### EXERCISE PROMPT:
Show every line of the data that includes the word "entries".

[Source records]
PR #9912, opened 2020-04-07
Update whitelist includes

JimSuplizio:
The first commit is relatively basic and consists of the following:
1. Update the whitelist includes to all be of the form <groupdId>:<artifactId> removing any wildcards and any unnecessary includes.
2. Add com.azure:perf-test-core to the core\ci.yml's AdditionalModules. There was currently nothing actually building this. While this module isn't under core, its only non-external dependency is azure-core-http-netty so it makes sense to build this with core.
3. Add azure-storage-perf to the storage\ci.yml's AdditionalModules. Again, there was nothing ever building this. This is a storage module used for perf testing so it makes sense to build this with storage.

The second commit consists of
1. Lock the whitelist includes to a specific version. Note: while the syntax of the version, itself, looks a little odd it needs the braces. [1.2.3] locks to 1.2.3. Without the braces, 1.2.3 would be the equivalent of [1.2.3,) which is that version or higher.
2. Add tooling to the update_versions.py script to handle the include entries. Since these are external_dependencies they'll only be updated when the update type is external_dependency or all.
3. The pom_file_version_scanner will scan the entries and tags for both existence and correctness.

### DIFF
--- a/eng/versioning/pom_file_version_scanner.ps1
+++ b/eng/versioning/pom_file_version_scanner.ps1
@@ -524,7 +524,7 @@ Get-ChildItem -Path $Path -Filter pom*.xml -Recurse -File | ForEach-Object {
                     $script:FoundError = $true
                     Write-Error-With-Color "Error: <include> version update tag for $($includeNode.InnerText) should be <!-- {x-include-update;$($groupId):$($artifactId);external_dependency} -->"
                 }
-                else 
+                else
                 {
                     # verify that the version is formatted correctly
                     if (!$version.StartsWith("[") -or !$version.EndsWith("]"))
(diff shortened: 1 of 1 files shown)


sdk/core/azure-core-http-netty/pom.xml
* * *
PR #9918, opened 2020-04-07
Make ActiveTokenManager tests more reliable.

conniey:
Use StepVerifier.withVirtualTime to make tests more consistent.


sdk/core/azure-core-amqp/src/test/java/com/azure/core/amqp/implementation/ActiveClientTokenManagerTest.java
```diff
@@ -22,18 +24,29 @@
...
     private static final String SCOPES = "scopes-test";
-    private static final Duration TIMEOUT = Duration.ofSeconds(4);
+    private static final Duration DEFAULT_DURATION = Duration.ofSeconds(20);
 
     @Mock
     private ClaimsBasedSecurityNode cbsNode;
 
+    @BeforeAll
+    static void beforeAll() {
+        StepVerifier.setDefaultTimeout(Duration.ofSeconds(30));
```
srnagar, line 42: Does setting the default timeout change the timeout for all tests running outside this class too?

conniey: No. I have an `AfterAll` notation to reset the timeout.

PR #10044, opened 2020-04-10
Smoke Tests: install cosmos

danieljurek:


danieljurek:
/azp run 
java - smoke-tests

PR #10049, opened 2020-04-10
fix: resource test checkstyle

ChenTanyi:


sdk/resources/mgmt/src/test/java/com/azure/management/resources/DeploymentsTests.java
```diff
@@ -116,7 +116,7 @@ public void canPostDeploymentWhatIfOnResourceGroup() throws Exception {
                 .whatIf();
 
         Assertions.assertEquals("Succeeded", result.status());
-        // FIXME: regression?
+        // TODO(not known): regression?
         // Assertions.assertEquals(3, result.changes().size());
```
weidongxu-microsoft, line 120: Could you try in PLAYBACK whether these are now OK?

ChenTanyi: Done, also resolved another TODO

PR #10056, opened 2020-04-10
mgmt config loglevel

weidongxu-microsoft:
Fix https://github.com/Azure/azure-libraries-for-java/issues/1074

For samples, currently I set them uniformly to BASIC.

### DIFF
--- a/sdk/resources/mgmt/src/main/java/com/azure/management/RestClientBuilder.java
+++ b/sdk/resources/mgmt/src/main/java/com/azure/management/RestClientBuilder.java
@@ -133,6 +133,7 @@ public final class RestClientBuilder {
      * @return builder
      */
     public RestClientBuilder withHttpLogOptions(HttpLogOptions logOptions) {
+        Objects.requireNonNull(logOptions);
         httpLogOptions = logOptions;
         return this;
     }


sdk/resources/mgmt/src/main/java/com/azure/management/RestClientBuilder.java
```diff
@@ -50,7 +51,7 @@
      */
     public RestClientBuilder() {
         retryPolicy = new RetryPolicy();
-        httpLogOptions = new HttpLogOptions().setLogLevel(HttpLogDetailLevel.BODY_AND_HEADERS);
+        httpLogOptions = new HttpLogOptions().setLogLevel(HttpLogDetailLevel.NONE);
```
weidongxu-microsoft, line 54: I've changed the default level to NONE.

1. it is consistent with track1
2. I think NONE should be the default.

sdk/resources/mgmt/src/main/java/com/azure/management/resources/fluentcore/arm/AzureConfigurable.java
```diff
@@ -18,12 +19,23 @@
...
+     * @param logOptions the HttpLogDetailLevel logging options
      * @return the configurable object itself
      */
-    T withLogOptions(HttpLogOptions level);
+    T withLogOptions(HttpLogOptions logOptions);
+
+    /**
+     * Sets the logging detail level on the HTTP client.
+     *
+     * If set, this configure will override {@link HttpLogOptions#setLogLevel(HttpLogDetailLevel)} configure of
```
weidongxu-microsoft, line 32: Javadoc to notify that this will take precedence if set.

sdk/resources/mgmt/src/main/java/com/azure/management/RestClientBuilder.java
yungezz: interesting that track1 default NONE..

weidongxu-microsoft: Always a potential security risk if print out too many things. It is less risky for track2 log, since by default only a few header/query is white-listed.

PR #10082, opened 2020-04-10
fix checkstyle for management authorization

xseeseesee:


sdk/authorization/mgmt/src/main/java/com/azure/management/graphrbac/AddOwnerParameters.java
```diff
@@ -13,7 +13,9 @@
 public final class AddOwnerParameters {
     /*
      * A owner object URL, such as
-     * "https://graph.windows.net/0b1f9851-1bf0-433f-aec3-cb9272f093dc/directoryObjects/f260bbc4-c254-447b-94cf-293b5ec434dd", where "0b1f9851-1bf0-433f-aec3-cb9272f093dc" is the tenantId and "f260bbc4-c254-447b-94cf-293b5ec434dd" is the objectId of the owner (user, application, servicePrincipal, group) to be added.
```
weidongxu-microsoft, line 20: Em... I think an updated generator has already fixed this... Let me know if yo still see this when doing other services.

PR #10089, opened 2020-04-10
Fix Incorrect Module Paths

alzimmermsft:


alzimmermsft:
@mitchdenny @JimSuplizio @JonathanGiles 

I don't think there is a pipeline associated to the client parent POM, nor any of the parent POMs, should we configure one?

### YOUR RESPONSE:
2. Add tooling to the update_versions.py script to handle the include entries. Since these are external_dependencies they'll only be updated when the update type is external_dependency or all.
3. The pom_file_version_scanner will scan the entries and tags for both existence and correctness.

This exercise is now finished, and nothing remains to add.